**TASK OBJECTIVE:** Find the lines below holding the word "retry" and copy each of them.

DATASET Block Start

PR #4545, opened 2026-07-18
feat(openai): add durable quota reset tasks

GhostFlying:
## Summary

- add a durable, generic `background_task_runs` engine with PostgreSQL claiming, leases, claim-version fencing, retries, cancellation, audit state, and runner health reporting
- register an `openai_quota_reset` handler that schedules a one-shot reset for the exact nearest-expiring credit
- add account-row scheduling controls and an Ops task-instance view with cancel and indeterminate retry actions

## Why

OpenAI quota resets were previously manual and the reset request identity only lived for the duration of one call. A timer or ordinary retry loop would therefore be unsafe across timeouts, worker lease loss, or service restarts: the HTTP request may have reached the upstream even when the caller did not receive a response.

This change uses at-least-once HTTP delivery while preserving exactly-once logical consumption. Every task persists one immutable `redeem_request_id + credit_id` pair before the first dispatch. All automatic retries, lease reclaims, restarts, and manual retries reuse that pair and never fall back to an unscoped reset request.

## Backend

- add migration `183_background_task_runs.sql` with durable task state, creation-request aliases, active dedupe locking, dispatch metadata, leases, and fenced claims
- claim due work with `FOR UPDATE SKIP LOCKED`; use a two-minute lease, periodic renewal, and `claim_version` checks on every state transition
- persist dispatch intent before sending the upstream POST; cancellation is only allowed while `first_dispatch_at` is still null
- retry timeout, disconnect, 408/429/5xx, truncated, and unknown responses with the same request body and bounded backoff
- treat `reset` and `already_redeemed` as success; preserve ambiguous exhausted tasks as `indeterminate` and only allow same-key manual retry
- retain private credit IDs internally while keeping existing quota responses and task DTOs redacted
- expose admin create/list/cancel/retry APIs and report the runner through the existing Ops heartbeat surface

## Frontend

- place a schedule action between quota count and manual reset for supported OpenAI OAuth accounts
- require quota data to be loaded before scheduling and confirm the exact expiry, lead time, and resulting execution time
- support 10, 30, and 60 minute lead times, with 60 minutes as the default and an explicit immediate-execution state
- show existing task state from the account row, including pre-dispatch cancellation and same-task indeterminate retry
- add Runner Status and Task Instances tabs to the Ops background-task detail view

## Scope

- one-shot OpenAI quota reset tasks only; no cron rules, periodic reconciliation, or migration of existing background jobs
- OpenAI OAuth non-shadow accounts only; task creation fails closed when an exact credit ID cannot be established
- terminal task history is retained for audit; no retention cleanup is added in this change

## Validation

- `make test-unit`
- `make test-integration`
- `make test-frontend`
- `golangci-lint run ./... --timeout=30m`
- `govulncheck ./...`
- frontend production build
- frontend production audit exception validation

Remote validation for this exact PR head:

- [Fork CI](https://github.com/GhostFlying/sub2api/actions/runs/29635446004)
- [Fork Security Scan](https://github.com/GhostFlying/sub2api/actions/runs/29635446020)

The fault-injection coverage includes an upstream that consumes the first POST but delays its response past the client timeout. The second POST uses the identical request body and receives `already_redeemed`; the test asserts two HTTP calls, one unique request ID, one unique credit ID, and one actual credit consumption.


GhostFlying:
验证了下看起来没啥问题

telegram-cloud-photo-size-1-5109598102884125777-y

DATASET Block End
DATASET Block Start

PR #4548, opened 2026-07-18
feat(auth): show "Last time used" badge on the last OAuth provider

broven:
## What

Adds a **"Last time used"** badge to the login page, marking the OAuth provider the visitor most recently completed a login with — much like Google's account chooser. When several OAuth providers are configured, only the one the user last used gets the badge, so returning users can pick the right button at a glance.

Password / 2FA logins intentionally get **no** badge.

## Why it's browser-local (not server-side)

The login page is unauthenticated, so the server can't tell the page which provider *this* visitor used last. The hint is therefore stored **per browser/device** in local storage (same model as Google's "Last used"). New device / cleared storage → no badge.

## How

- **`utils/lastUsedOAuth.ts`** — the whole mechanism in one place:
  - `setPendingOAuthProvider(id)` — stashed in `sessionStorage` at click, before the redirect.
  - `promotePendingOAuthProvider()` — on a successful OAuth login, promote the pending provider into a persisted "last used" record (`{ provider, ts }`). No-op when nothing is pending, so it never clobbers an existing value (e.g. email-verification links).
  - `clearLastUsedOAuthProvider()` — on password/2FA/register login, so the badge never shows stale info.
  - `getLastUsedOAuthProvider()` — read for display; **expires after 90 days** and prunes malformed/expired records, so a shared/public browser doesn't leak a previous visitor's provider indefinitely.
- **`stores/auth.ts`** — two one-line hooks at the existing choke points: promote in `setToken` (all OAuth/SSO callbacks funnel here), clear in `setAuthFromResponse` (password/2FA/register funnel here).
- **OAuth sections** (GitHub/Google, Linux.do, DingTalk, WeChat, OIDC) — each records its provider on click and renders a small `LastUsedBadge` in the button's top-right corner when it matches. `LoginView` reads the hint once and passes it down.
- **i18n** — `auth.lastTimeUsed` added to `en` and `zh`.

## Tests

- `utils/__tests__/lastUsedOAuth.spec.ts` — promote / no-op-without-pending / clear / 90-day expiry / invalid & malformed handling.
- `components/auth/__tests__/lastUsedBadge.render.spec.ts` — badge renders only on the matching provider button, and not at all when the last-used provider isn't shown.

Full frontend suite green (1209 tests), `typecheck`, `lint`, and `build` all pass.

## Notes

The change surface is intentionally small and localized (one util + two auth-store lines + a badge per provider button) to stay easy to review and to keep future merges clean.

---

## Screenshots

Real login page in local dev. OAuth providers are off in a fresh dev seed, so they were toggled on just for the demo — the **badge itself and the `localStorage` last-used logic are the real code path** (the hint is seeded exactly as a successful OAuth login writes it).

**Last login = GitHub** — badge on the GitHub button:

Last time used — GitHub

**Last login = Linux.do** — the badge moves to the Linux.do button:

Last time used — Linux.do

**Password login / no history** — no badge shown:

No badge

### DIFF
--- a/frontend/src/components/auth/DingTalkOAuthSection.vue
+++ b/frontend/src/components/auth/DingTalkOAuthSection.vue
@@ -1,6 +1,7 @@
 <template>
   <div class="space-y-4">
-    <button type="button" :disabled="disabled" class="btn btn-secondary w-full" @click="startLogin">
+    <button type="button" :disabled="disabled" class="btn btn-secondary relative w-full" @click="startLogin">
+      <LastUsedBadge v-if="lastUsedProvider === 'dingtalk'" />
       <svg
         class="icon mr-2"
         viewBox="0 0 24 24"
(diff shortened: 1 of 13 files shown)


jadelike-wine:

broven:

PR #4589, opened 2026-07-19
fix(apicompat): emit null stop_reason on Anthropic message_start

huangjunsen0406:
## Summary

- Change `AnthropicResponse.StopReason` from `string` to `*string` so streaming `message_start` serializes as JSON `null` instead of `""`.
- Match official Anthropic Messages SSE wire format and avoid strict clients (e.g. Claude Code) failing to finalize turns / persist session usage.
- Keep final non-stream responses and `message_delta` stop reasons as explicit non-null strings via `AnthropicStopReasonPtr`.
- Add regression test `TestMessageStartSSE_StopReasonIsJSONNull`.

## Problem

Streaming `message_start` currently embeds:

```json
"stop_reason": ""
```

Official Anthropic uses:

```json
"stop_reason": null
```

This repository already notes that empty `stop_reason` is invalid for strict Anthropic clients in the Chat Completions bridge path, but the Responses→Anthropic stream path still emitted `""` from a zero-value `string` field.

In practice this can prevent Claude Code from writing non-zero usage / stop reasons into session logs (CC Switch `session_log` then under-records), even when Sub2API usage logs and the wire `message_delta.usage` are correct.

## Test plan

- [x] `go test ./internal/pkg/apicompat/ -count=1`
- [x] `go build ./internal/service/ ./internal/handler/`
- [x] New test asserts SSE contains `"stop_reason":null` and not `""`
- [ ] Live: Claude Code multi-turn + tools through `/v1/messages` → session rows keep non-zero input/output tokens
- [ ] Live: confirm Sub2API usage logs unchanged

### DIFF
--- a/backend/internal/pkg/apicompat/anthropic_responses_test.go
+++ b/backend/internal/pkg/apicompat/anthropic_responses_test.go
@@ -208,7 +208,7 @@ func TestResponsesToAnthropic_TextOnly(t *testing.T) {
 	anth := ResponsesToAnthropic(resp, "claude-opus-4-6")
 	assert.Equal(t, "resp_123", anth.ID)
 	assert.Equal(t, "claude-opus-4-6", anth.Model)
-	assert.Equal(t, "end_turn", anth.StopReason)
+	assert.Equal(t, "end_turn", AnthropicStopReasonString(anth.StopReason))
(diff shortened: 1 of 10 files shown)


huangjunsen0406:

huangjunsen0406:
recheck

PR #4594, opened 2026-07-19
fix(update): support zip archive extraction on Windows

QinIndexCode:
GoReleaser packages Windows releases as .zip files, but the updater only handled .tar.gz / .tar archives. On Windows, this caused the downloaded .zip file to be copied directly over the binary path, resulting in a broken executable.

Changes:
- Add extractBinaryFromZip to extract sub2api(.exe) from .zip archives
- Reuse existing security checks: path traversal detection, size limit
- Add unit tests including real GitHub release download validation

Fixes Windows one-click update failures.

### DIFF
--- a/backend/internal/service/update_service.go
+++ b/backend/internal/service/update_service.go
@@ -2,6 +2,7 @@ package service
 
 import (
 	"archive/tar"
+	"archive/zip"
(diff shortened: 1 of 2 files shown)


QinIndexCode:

DATASET Block End
DATASET Block Start

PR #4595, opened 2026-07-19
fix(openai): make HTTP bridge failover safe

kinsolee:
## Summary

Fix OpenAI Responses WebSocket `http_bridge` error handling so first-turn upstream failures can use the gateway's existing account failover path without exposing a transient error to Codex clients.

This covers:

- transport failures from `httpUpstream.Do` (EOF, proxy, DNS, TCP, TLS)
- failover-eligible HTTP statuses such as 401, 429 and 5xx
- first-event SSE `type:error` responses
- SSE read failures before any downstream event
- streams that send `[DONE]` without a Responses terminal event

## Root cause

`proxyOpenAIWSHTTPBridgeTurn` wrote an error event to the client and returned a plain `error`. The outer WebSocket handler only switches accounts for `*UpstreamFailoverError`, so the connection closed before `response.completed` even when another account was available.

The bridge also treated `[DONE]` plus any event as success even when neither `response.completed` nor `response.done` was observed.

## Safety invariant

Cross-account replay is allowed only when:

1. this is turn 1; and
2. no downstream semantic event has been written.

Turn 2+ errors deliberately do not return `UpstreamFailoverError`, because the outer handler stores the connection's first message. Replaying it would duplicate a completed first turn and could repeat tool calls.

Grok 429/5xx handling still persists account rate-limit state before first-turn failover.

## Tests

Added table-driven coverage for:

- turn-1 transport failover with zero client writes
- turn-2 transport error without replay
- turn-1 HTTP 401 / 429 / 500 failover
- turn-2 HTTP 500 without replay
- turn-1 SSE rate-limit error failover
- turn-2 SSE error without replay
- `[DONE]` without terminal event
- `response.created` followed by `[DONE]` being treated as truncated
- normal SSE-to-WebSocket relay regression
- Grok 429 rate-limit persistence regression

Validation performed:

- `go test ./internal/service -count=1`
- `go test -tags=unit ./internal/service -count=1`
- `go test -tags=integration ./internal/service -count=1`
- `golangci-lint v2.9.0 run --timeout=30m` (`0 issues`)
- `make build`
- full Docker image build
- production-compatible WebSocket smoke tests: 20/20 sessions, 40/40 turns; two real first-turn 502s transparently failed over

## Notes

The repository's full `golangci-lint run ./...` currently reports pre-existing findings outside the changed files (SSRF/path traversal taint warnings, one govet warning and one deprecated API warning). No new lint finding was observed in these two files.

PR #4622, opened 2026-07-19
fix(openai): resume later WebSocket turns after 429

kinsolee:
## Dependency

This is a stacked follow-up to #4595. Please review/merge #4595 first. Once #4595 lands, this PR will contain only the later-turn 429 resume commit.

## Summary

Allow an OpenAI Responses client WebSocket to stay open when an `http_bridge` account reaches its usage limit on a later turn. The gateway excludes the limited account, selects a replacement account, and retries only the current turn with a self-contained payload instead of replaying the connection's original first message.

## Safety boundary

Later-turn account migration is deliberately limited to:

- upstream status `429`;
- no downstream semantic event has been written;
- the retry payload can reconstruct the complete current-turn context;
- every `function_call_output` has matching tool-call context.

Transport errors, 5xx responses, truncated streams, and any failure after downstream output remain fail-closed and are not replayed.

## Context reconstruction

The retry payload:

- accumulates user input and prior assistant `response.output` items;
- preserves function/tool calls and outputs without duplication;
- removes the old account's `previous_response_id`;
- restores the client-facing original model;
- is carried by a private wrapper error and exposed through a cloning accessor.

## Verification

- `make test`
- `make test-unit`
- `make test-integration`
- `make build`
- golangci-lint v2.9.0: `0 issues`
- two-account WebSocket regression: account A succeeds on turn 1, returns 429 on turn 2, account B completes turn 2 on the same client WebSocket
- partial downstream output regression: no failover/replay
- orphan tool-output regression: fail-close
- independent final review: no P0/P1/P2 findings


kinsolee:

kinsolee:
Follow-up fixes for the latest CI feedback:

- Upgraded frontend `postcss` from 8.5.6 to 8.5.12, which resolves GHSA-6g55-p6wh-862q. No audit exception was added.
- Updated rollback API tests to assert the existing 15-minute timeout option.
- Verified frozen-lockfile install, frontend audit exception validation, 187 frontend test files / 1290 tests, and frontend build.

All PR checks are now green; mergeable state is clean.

DATASET Block End

**TASK OUTPUT:**
- add account-row scheduling controls and an Ops task-instance view with cancel and indeterminate retry actions
OpenAI quota resets were previously manual and the reset request identity only lived for the duration of one call. A timer or ordinary retry loop would therefore be unsafe across timeouts, worker lease loss, or service restarts: the HTTP request may have reached the upstream even when the caller did not receive a response.
- retry timeout, disconnect, 408/429/5xx, truncated, and unknown responses with the same request body and bounded backoff
- treat `reset` and `already_redeemed` as success; preserve ambiguous exhausted tasks as `indeterminate` and only allow same-key manual retry
- expose admin create/list/cancel/retry APIs and report the runner through the existing Ops heartbeat surface
- show existing task state from the account row, including pre-dispatch cancellation and same-task indeterminate retry
- the retry payload can reconstruct the complete current-turn context;
The retry payload:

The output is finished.